Task instructions – Both the line containing "Fix evil_diamond_prop test case. - gsoc2017" and the line containing "in the extension." belong to the span. Output exactly that span from the listing below, and nothing outside it.

Provided data –
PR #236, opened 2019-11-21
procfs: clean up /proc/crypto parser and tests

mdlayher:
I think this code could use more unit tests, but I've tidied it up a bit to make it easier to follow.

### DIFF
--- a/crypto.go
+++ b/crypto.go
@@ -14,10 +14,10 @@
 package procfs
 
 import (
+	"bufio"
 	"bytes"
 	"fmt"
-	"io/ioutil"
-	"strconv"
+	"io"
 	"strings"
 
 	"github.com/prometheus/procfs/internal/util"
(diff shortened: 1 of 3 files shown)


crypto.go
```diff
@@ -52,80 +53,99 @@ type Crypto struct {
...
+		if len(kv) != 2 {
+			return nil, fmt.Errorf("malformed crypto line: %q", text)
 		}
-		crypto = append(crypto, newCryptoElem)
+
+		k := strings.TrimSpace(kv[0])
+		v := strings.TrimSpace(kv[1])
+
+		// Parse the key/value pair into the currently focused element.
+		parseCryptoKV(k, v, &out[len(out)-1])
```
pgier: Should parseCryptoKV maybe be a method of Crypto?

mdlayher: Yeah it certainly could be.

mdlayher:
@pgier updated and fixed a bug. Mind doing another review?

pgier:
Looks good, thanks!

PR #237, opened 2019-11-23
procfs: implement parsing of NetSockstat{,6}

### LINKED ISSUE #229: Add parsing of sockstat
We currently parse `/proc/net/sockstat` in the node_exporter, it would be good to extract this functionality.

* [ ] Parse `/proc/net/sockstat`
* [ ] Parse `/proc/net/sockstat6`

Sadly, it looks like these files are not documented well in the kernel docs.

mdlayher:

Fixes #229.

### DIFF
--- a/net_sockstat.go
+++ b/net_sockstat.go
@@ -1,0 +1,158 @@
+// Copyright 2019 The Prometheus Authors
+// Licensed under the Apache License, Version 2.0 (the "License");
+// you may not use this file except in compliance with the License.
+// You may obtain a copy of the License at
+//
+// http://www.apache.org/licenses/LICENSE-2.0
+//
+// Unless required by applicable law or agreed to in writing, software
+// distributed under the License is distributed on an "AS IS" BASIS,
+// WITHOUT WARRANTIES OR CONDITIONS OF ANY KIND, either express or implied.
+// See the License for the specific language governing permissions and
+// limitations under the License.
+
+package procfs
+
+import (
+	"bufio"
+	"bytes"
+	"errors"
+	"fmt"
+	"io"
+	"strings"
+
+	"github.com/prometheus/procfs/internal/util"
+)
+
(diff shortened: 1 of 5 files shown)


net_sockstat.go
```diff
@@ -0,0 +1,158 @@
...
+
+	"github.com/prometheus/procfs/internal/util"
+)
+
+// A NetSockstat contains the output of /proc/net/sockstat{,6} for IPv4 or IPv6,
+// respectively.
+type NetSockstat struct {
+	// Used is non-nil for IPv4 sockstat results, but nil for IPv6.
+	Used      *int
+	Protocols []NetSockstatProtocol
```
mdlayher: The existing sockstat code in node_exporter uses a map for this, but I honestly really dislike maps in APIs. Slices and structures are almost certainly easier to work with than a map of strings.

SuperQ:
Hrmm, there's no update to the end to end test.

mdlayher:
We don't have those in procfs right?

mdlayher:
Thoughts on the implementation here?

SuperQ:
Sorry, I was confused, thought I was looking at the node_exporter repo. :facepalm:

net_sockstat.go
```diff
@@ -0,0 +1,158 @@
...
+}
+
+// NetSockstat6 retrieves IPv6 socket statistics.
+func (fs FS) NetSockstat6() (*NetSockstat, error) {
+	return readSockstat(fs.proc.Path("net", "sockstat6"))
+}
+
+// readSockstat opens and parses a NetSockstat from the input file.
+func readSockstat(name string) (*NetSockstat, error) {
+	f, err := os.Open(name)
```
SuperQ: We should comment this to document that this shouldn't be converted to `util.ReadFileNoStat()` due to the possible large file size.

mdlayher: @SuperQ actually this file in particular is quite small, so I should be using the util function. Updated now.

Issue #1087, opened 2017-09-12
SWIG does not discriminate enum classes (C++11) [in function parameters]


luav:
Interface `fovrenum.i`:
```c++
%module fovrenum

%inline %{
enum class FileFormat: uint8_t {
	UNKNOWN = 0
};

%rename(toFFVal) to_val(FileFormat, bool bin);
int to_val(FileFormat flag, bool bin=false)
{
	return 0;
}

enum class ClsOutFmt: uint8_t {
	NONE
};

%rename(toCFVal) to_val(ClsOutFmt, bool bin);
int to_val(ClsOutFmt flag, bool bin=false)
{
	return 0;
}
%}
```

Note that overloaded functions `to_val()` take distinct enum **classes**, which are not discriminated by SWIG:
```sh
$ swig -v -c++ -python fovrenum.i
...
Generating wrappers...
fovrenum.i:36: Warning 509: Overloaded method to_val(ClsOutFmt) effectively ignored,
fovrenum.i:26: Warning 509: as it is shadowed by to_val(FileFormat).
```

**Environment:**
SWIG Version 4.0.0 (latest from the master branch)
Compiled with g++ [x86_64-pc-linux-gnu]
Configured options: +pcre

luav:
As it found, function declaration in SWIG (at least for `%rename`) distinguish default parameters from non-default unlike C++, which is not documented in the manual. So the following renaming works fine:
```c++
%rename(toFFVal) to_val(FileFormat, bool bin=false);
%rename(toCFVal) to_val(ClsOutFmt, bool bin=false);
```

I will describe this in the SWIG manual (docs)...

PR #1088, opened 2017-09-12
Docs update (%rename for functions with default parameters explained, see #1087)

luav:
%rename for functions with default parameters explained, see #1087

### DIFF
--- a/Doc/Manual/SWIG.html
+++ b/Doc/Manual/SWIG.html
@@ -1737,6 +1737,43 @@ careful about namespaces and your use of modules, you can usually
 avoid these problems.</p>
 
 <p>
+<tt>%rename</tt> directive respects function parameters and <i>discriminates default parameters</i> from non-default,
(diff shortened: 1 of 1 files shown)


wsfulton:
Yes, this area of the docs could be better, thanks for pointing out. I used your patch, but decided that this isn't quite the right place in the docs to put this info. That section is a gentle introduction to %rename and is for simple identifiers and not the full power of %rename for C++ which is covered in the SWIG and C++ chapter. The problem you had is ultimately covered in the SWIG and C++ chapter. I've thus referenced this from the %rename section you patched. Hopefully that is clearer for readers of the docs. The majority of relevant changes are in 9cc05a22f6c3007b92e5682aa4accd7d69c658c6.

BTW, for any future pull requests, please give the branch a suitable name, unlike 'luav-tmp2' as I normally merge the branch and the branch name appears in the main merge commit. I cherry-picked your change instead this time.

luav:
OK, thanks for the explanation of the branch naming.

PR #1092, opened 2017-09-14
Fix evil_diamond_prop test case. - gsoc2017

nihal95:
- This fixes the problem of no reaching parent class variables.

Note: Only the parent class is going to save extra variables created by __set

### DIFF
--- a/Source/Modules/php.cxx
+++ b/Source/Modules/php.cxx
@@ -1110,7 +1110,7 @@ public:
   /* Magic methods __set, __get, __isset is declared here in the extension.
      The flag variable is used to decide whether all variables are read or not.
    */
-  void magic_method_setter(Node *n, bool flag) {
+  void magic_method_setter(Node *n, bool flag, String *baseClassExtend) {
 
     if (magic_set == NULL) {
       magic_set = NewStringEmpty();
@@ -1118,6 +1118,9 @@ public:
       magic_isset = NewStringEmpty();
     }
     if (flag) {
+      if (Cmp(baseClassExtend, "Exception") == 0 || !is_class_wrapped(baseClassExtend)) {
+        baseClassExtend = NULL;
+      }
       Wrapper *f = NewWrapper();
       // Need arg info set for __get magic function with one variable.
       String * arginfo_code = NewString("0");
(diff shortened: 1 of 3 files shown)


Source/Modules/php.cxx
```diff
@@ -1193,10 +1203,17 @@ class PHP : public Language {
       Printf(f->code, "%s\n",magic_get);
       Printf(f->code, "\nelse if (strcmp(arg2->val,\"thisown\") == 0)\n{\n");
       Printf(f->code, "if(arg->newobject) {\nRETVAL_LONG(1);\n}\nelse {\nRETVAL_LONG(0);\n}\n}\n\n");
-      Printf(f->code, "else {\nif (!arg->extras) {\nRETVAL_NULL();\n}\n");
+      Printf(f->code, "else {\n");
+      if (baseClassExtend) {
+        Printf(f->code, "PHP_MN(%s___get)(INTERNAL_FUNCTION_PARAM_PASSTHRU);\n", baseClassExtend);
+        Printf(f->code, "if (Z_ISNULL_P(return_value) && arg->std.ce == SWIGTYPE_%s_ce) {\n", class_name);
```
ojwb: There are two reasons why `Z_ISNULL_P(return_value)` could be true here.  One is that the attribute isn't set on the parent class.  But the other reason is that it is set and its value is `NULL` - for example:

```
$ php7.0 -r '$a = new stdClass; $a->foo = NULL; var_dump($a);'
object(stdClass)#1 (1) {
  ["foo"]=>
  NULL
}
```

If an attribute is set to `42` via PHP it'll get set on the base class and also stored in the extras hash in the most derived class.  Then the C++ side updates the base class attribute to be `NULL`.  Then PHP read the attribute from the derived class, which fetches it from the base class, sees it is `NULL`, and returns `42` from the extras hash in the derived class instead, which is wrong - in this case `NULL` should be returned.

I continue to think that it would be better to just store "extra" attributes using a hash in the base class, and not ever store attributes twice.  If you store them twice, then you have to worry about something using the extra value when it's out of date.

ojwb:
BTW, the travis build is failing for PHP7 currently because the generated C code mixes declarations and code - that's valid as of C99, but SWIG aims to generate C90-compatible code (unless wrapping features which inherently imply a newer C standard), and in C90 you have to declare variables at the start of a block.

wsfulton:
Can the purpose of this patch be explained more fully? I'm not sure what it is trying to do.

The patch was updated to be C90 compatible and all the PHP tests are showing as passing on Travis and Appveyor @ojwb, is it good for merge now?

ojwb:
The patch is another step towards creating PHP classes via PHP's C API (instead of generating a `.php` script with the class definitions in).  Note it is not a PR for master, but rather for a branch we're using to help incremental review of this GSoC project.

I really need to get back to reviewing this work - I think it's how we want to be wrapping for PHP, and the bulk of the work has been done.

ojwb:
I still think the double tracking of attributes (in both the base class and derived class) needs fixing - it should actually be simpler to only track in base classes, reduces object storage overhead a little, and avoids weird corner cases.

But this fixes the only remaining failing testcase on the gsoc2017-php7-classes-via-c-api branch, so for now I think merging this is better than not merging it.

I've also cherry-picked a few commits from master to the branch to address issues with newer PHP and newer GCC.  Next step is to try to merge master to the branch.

Result –
Fix evil_diamond_prop test case. - gsoc2017

nihal95:
- This fixes the problem of no reaching parent class variables.

Note: Only the parent class is going to save extra variables created by __set

### DIFF
--- a/Source/Modules/php.cxx
+++ b/Source/Modules/php.cxx
@@ -1110,7 +1110,7 @@ public:
   /* Magic methods __set, __get, __isset is declared here in the extension.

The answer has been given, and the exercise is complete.